Isso posto, precisamos endereçar os microplásticos – um problema crescente e ainda com impactos desconhecidos pela ciência – e como trabalhar com o tecido de PET reciclado no fim do ciclo de vida do produto. São nesses dois momentos que o pensar design a partir de uma perspectiva circular pode ajudar. Embora produtos plásticos liberem microplásticos em todo seu ciclo de vida, para produtos têxteis essa liberação é mais acentuada e problemática no processo de lavagem das peças. Isso significa que uma quantidade maior de microplásticos é liberada quando lavamos nossos itens à mão ou à máquina – com algumas variáveis dependendo da forma ou condição.

Um design inteligente, capaz de ponderar todo ciclo de vida de um produto, pode lançar mão do PET reciclado para produtos com baixo índice de lavagem como casacos de inverno, mochilas, sapatos e outros acessórios – como tem feito a brasileira Insecta, conhecida por suas estampas vintage ou exclusivas em tecidos 100% PET – que não exigem processos de lavagens frequentes ou ainda para produtos onde o poliéster é indispensável. Camisetas, blusas e itens que serão lavados com mais frequência – e podem ser produzidos a partir de outras fibras – devem ser colocados de lado nessa estratégia, afinal, a ideia de usar PET reciclado é não poluir e microplásticos são um tipo de poluição difícil de conter.

Outro ponto de atenção do PET reciclado é como recuperar os produtos, partes ou materiais, sem perder valor no fluxo reverso. Aqui, podemos pensar em reuso, upcycling ou reciclagem. Garantir que os produtos ou materiais serão de alguma forma reutilizados é um desafio para produtos têxteis. O mercado de segunda mão não tem dado conta das 9 bilhões de peças produzidas anualmente só no Brasil – por esse motivo, é importante que a própria marca fomente seu mercado de segunda mão, garantindo a responsabilidade estendida e comercializando os produtos semi-novos por preços mais acessíveis.

Para produtos sem condições de uso e reaproveitamento é hora de lançar mão da reciclagem. Mas sendo realista. Hoje, as taxas de reciclagem da moda giram em torno de 1% e, por isso, reciclar produtos ainda não é uma alternativa amplamente possível. Algumas marcas, como a já mencionada Insecta, que recentemente passou a aceitar inclusive sapatos de usados de outras marcas, conseguem transformar seus produtos em novos produtos – mas elas normalmente conseguiram isso depois de muita pesquisa e inquietação.
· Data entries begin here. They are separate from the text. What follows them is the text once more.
PR #4035, opened 2025-12-07
Match KernelModules= globs relative to modules root dir

LaurenceKiln:
**Update:** folded in the reverted changes from #4025

#4025 broke back-compat and was reverted. My bad.

The old code, matched globs relative to `/lib/modules/KVER/kernel`. I didn't realize #4025 changed this behavior and now matches relative to `/lib/modules/KVER` . 
This broke absolute globs like `/drivers/mmc/host`.

One could argue that the behavior is #2025 is more correct.
Although the old convention saves us from prepending `/kernel` to every absolute globs, it ignores the fact that `kernel/` only holds *in-tree* modules. out-of-tree modules (DKMS, BSPs for embedded)  generally live in sibling directories like `updates/` or `extra/` or `vendor/`. 

Also, If you cat `/lib/modules/$(uname -r)/modules.dep`,  you'll see that it treats modules on the system relative to  `/lib/modules/KVER`, not `/lib/modules/KVER/kernel`. That's the text equivalent of what `modprobe` looks at. 

This patch reapplies #4025, originally meant as a code style issue, and adds a condition to `globs_match_filename` that tries to match absolute globs under `kernel/` first so that existing configs continue to work without modification. This should be fine since generally there will be no collisions (e.g. there is no `kernel/updates` or `kernel/extra`).

Note: in this case as well, adding the extra logging from #4017 and #4020 were very helpful.

### DIFF
--- a/mkosi/kmod.py
+++ b/mkosi/kmod.py
@@ -42,8 +42,10 @@ def globs_match_filename(
             glob += "*"
 
         if (
-            # match the full path
-            (glob.startswith("/") and fnmatch.fnmatch(f"/{name}", glob))
+            # Match globs starting with / relative to kernel/ first, since in-tree module are the common case
+            (glob.startswith("/") and fnmatch.fnmatch(f"/{name}", f"/kernel{glob}"))
+            # Now match absolute globs relative to lib/modules/KVER/
+            or (glob.startswith("/") and fnmatch.fnmatch(f"/{name}", glob))
             # match a subset of the path, at path element boundary
             or ("/" in glob and fnmatch.fnmatch(f"/{name}", f"*/{glob}"))
             # match the basename
@@ -107,9 +109,13 @@ def filter_kernel_modules(
         globs = [normalize_module_glob(p) for p in include if not p.startswith("re:")]
 
         for m in modules:
-            rel = os.fspath(Path(*m.parts[5:]))
+            rel = os.fspath(m.relative_to(modulesd))
+            # old regexes match relative to modulesd/subdir/ not modulesd/
+            legacy_rel = os.fspath(Path(*m.parts[5:]))
 
-            if (patterns and regex.search(rel)) or globs_match_module(normalize_module_name(rel), globs):
+            if (patterns and regex.search(legacy_rel)) or globs_match_module(
+                normalize_module_name(rel), globs
+            ):
                 keep.add(rel)
 
     if exclude:
@@ -119,8 +125,11 @@ def filter_kernel_modules(
 
         remove = set()
         for m in modules:
-            rel = os.fspath(Path(*m.parts[5:]))
-            if rel not in keep and regex.search(rel):
+            rel = os.fspath(m.relative_to(modulesd))
+            # old regexes match relative to modulesd/subdir/ not modulesd/
+            legacy_rel = os.fspath(Path(*m.parts[5:]))
+
+            if rel not in keep and regex.search(legacy_rel):
                 remove.add(m)
 
         modules -= remove
@@ -145,6 +154,8 @@ def filter_firmware(
     if exclude:
         logging.debug(f"Firmware exclude: {' '.join(exclude)}")
 
+    firmwared = Path("usr/lib/firmware")
+
     # globs can be also used to exclude firmware, so we we need to apply them
     # to the inherited list of firmware files too.
     globs = [p for p in include if not p.startswith("re:")]
@@ -156,14 +167,13 @@ def filter_firmware(
         regex = re.compile("|".join(patterns))
 
         for f in firmware:
-            rel = os.fspath(Path(*f.parts[3:]))
+            rel = os.fspath(f.relative_to(firmwared))
             if (patterns and regex.search(rel)) or not globs_match_firmware(rel, globs, match_default=True):
                 remove.add(f)
 
         firmware -= remove
 
     if include:
-        firmwared = Path("usr/lib/firmware")
         with chdir(root):
             all_firmware = {p for p in firmwared.rglob("*") if p.is_file() or p.is_symlink()}
 
@@ -171,7 +181,7 @@ def filter_firmware(
         regex = re.compile("|".join(patterns))
 
         for f in all_firmware:
-            rel = os.fspath(Path(*f.parts[3:]))
+            rel = os.fspath(f.relative_to(firmwared))
             if (patterns and regex.search(rel)) or globs_match_firmware(rel, globs):
                 firmware.add(f)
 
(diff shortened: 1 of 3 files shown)


LaurenceKiln:
@bluca , I'd appreciate it if you could verify this works for you.

bluca:
Please test it yourself by building with `--architecture arm64` and ensuring those arm-specific modules are there

LaurenceKiln:
I verified that `/drivers/mmc/host` glob works. If you don't want to test, don't.

mkosi/kmod.py
```diff
@@ -42,8 +42,10 @@ def globs_match_filename(
             glob += "*"
 
         if (
+            # for backcompat, allow absolute paths relative to resolve relative /kernel/ dir
```
daandemeyer: Let's not say this is for backwards compat. Out of tree modules are a relatively niche use case. I think it makes sense to look in the kernel/ directory by default.

daandemeyer: This also needs to be documented in the `KernelModules=` documentation that paths are now searched relative to /usr/lib/modules/KVER and /usr/lib/modules/KVER/kernel.

mkosi/kmod.py
```diff
@@ -107,7 +109,7 @@ def filter_kernel_modules(
         globs = [normalize_module_glob(p) for p in include if not p.startswith("re:")]
 
         for m in modules:
-            rel = os.fspath(Path(*m.parts[5:]))
+            rel = os.fspath(m.relative_to(modulesd))
```
daandemeyer, line 112: You're still breaking the regex path by making this change without changing the regex logic to deal with /kernel.

LaurenceKiln: Since regexes are soft-deprecated, I added code that simpy preserves the old behavior for regex verbatim.

So `/^drivers\/foo/` keeps working, and `/^vendor\/foo/` keeps **not** working.

LaurenceKiln:
I verified that the firmware paths are not changed by the switch to `relative_to`.

mkosi/resources/man/mkosi.1.md
```diff
@@ -1168,15 +1163,29 @@ boolean argument: either `1`, `yes`, or `true` to enable, or `0`, `no`,
     The modules that were last matched by a positive pattern are included in the image,
     as well as their module and firmware dependencies.
 
-    The module paths are taken relative to the `/usr/lib/modules/<kver>/<subdir>/kernel/` directory,
-    and the `.ko` suffix and compression suffix are ignored during matching.
-    The patterns may include just the basename (e.g. `loop`),
+    The `.ko` suffix and compression suffix are ignored during matching.
+
+    globs are matched against module paths relative to `/usr/lib/module/<kver>`,
```
```suggestion
    Globs are matched against module paths relative to `/usr/lib/module/<kver>`,
```

mkosi/resources/man/mkosi.1.md
```diff
@@ -1168,15 +1163,29 @@ boolean argument: either `1`, `yes`, or `true` to enable, or `0`, `no`,
...
+    e.g. the module at `/usr/lib/module/<kver>/kernel/foo/bar.ko.xz`
+    becomes `kernel/foo/bar` for matching purposes.
+
+    globs beginning with "/" are treated specially. The glob is *first* matched
```
```suggestion
    Globs beginning with "/" are treated specially. The glob is *first* matched
```

mkosi/kmod.py
```diff
@@ -42,8 +42,10 @@ def globs_match_filename(
             glob += "*"
 
         if (
-            # match the full path
-            (glob.startswith("/") and fnmatch.fnmatch(f"/{name}", glob))
+            # Match abs globs relto kernel/ first, since in-tree module are the common case
```
```suggestion
            # Match globs starting with / relative to kernel/ first, since in-tree module are the common case
```

mkosi/kmod.py
```diff
@@ -42,8 +42,10 @@ def globs_match_filename(
...
+            (glob.startswith("/") and fnmatch.fnmatch(f"/{name}", "/kernel" + glob))
```
```suggestion
            (glob.startswith("/") and fnmatch.fnmatch(f"/{name}", f"/kernel{glob}"))
```

mkosi/kmod.py
```diff
@@ -42,8 +42,10 @@ def globs_match_filename(
...
+            # Now match abs globs relto lib/modules/KVER/
```
```suggestion
            # Now match absolute globs relative to lib/modules/KVER/
```

mkosi/kmod.py
```diff
@@ -107,9 +109,12 @@ def filter_kernel_modules(
         globs = [normalize_module_glob(p) for p in include if not p.startswith("re:")]
 
         for m in modules:
-            rel = os.fspath(Path(*m.parts[5:]))
+            rel = os.fspath(m.relative_to(modulesd))
+            legacy_rel = os.fspath(Path(*m.parts[5:]))
```
behrmann, line 114: At this point the intent of making this more readable by using `Path.relative_to` instead of `Path.parts` is somewhat lost, because now there's both, but this is handling the actual module paths, that include the `kernel/` prefix, and not the match patterns, so can you point to an example where `rel` and `legacy_rel` would be different, because I can't think of one and couldn't find one on a couple of machines either.  If there is an example, there should be a comment explaining why there is both.

LaurenceKiln: Exactly right. Original PR was meant to be a style fix, which unintentionally revealed a limitation that this PR now addresses. 

Basically, we want to support glob matching for out-of-tree modules (i.e. modules not under `kernel/`).

> can you point to an example where rel and legacy_rel would be different

They are *always* different.
If `m` is `usr/lib/modules/KVER/kernel/drivers/foo.ko.xz` then
- `rel` gives `kernel/drivers/foo` , and 
- `legacy_rel` gives `drivers/foo`  (like the original code did)

legacy_rel is needed to keep existing regex of the form '^drivers/` behaving the same way. See my https://github.com/systemd/mkosi/pull/4035#discussion_r2603272978.

Corrections welcome.

LaurenceKiln: note there's **no leading /** in `m`. I originally missed this when testing the change in a terminal, which is why I thought I wasn't changing anything. Looks like maybe you did too?

behrmann: >> can you point to an example where rel and legacy_rel would be different
>
> They are always different.

Took me a moment to see where my thinking was wrong, but this depends on all paths in `modules` being relative paths. `os.fspath(m.relative_to(modulesd))` and `os.fspath(Path(*m.parts[5:]))` will come out the same for absolute paths because of the leading `/` in the parts.

LaurenceKiln: right, but the code is `for m in Path("usr/lib/modules/<kver>") .rglob("*.ko*")`, so they **are** all relative. Easy to miss and I also did, originally.

Anyway, I added  a comment as you suggested.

Ter responsabilidade no design exige esse olhar sistêmico dos impactos – positivos ou negativos – sobre os produtos colocados no mundo. Embora muitas vezes as escolhas envolvam optar pelo menor impacto negativo e priorizar de acordo com as prioridades de cada designer, essa visão holística não pode faltar a quem busca a verdadeira função do design: servir as pessoas. Como notam Kate Fletcher e Lynda Groose, “colocadas a serviço de objetivos que vão além do comércio, as ideias e habilidades dos designers deram novo impulso à prática de design na era da sustentabilidade” 2 FLETCHER, Kate e GROOSE, Lynda. Moda e Sustentabilidade – Design Para Mudança. São Paulo, Editora Senac. Precisamos transformar o impulso na onda dominante.